*Material for this exercise*:
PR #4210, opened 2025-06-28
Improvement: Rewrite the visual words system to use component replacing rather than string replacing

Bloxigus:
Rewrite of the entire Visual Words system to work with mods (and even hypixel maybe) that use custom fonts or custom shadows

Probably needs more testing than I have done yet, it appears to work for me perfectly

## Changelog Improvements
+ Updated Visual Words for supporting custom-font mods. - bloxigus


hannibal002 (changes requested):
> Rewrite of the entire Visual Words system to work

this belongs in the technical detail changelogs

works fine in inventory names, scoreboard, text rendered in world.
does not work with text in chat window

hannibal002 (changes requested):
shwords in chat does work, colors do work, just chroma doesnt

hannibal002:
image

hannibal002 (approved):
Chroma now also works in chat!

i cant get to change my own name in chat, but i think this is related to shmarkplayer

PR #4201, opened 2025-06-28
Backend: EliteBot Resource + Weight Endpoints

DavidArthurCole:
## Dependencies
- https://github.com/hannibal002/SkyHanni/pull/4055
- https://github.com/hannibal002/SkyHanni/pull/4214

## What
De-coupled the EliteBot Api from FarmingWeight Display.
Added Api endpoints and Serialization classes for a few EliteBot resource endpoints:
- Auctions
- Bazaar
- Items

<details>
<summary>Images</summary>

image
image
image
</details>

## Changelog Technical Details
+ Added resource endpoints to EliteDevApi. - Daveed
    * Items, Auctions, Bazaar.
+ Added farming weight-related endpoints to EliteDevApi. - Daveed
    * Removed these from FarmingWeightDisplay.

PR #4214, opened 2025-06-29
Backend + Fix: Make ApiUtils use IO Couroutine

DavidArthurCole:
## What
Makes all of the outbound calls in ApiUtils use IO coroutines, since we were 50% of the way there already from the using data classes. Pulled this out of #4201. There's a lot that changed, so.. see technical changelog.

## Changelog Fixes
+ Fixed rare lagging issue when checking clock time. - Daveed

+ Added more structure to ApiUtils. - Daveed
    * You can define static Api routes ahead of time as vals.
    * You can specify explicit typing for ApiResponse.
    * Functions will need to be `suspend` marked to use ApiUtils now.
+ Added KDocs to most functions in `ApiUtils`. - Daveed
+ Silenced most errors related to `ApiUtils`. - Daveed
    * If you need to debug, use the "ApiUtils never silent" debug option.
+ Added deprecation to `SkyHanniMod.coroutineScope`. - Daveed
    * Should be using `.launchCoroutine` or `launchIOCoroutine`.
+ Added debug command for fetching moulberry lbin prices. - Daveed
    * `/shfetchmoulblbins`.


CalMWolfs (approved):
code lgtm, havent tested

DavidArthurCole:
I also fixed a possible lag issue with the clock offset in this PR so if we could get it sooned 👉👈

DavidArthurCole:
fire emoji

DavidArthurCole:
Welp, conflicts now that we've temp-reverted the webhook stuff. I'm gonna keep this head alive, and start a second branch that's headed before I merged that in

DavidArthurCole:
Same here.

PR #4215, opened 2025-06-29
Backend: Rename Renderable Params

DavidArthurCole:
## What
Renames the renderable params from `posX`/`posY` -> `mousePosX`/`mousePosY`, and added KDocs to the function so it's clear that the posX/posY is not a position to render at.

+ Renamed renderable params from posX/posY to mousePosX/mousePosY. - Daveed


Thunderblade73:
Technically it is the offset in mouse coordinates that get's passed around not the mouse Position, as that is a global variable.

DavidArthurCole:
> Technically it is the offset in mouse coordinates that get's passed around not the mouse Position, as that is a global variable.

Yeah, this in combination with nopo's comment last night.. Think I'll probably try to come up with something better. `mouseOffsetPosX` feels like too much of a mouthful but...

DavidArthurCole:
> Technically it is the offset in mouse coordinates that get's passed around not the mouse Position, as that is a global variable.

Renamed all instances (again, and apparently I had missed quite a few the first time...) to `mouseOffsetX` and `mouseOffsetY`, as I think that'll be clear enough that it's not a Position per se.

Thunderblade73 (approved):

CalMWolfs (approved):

*What you will do*: Retype the material precisely, leaving out no line.

*Solution to the problem*:
PR #4210, opened 2025-06-28
Improvement: Rewrite the visual words system to use component replacing rather than string replacing

Bloxigus:
Rewrite of the entire Visual Words system to work with mods (and even hypixel maybe) that use custom fonts or custom shadows

Probably needs more testing than I have done yet, it appears to work for me perfectly

## Changelog Improvements
+ Updated Visual Words for supporting custom-font mods. - bloxigus


hannibal002 (changes requested):
> Rewrite of the entire Visual Words system to work

this belongs in the technical detail changelogs

works fine in inventory names, scoreboard, text rendered in world.
does not work with text in chat window

hannibal002 (changes requested):
shwords in chat does work, colors do work, just chroma doesnt

hannibal002:
image

hannibal002 (approved):
Chroma now also works in chat!

i cant get to change my own name in chat, but i think this is related to shmarkplayer

PR #4201, opened 2025-06-28
Backend: EliteBot Resource + Weight Endpoints

DavidArthurCole:
## Dependencies
- https://github.com/hannibal002/SkyHanni/pull/4055
- https://github.com/hannibal002/SkyHanni/pull/4214

## What
De-coupled the EliteBot Api from FarmingWeight Display.
Added Api endpoints and Serialization classes for a few EliteBot resource endpoints:
- Auctions
- Bazaar
- Items

<details>
<summary>Images</summary>

image
image
image
</details>

## Changelog Technical Details
+ Added resource endpoints to EliteDevApi. - Daveed
    * Items, Auctions, Bazaar.
+ Added farming weight-related endpoints to EliteDevApi. - Daveed
    * Removed these from FarmingWeightDisplay.

PR #4214, opened 2025-06-29
Backend + Fix: Make ApiUtils use IO Couroutine

DavidArthurCole:
## What
Makes all of the outbound calls in ApiUtils use IO coroutines, since we were 50% of the way there already from the using data classes. Pulled this out of #4201. There's a lot that changed, so.. see technical changelog.

## Changelog Fixes
+ Fixed rare lagging issue when checking clock time. - Daveed

+ Added more structure to ApiUtils. - Daveed
    * You can define static Api routes ahead of time as vals.
    * You can specify explicit typing for ApiResponse.
    * Functions will need to be `suspend` marked to use ApiUtils now.
+ Added KDocs to most functions in `ApiUtils`. - Daveed
+ Silenced most errors related to `ApiUtils`. - Daveed
    * If you need to debug, use the "ApiUtils never silent" debug option.
+ Added deprecation to `SkyHanniMod.coroutineScope`. - Daveed
    * Should be using `.launchCoroutine` or `launchIOCoroutine`.
+ Added debug command for fetching moulberry lbin prices. - Daveed
    * `/shfetchmoulblbins`.


CalMWolfs (approved):
code lgtm, havent tested

DavidArthurCole:
I also fixed a possible lag issue with the clock offset in this PR so if we could get it sooned 👉👈

DavidArthurCole:
fire emoji

DavidArthurCole:
Welp, conflicts now that we've temp-reverted the webhook stuff. I'm gonna keep this head alive, and start a second branch that's headed before I merged that in

DavidArthurCole:
Same here.

PR #4215, opened 2025-06-29
Backend: Rename Renderable Params

DavidArthurCole:
## What
Renames the renderable params from `posX`/`posY` -> `mousePosX`/`mousePosY`, and added KDocs to the function so it's clear that the posX/posY is not a position to render at.

+ Renamed renderable params from posX/posY to mousePosX/mousePosY. - Daveed


Thunderblade73:
Technically it is the offset in mouse coordinates that get's passed around not the mouse Position, as that is a global variable.

DavidArthurCole:
> Technically it is the offset in mouse coordinates that get's passed around not the mouse Position, as that is a global variable.

Yeah, this in combination with nopo's comment last night.. Think I'll probably try to come up with something better. `mouseOffsetPosX` feels like too much of a mouthful but...

DavidArthurCole:
> Technically it is the offset in mouse coordinates that get's passed around not the mouse Position, as that is a global variable.

Renamed all instances (again, and apparently I had missed quite a few the first time...) to `mouseOffsetX` and `mouseOffsetY`, as I think that'll be clear enough that it's not a Position per se.

Thunderblade73 (approved):

CalMWolfs (approved):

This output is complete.